In the first 2 years or so after I found out about my husband's affair I used to have very strong thoughts about having a revenge affair. It was almost a compulsion. I've have thoughts that it was the only way I could get respect for myself back and feel good, feel wanted, feel worthy.

The desire to have a revenge affair eventually went away.


----------



## LongWalk (Apr 4, 2013)

_Now he does *appear* to be very remorseful and he has stated that he will never, ever do anything like this again to hurt me etc._

He "appears" remorseful. You are not certain. That is why you are asking questions.

Whether or not he has another affair openly, you may wonder what he is sorry about. He may regret that he got caught and that he risked his marriage. He may be genuinely sorry that he hurt you, but not sorry that he enjoyed himself having sex with her. If you ask him if she was better in bed, he will probably deny it. So, the revenge affair would not eliminate the doubt in your mind, but you would be able to leave him with the exact same bitter thoughts.

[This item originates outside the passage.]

PR #629, opened 2025-08-27
test (noTicket) added some tests for boolean prepared statement

goprean:
Added some variations of how we can insert true or false for a column using prepared statements. Also added negative test cases for the boolean values that are rejected.

### DIFF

When people are having intense sex the rest of the world ceases to exist for a awhile. Is the idea that he had that sort of experience tormenting you?


----------



## MattMatt (May 19, 2012)

itskaren said:


> Just to clarify no I would not dream of having an affair. It is just not in my make up. I could not do it to my lying, cheating husband or even the potential other affair person. I was just feeling a bit deflated.
> 
> I did however ask my husband if we could have an ''open marriage''. He said ''no''.. Funny that? He can screw around but I can't. I have asked for a trial separation and he is not keen on that either.
> 
> What to do .. what to do!


He can cheat but you can't! A survey of cheaters on a UK cheaters affair site found the vast majority of cheaters demanded 100% fidelity from their cheated upon spouse! This is hypocrisy but it shows that the Cheaters know their faithful spouse is a much better person than they are!
_Posted via Mobile Device_


----------



## badbane (Jun 9, 2012)

itskaren said:


> You're right. I'll be the dutiful wife and mother for the next 5 years until my youngest is 18. Then I'll be out of the door as fast as I can.
> 
> Happy to pretend that all is well.
> 
> Thanks for your comments.


Staying together for the kids now that is going to be pure misery. Don't put yourself through it. If you can't trust him, and he doesn't care to do anything and everything to prove that your marriage is more important that staying near the OW. Then leave and take the kids. It may suck but, what's worse your kid being exposed to a broken marriage where you two basically hate each other but pretend to be in love for the kids. kids are not dumb but they are susceptible to their environment. So unless you want your child to be exposed to a dead marriage and the fallout then leave. It is better to have a separate life where you two can get along rather then trying to pretend things are okay.


----------



## SadandAngry (Aug 24, 2012)

You are confusing the advice to file for divorce with not giving him a chance to redeem himself. That option is always there for him to attempt, no matter what. Putting real, concrete consequences to his choices will help educate him as to exactly how stupid and how serious they were. It also helps preserve your self respect, and your sense of value, to yourself, and to him.


----------



## freedom7 (Jul 13, 2012)

MattMatt said:


> He can cheat but you can't! A survey of cheaters on a UK cheaters affair site found the vast majority of cheaters demanded 100% fidelity from their cheated upon spouse! This is hypocrisy but it shows that the Cheaters know their faithful spouse is a much better person than they are!
> _Posted via Mobile Device_


Or, rather, it may show they have a double standard based on entitlement. You know: "I deserve strange. You, otoh, should be satisfied with wonderful me (who wouldn't be?).


----------



## LongWalk (Apr 4, 2013)

Correct Sad and Angry. However, Itskaren may fear that her husband might treat it as an escape route instead of strong message. She may not feel secure enough, even though the approach that works is to avoid rug sweeping.


----------



## itskaren (Dec 28, 2011)

EleGirl said:


> Karen,
> 
> In the first 2 years or so after I found out about my husband's affair I used to have very strong thoughts about having a revenge affair. It was almost a compulsion. I've have thoughts that it was the only way I could get respect for myself back and feel good, feel wanted, feel worthy.
> 
> The desire to have a revenge affair eventually went away.


Thanks 
I too just don't feel like it at all now. I just wanted him to feel just a tiny bit of the pain that I have been feeling for him to get a taste of what he has caused me .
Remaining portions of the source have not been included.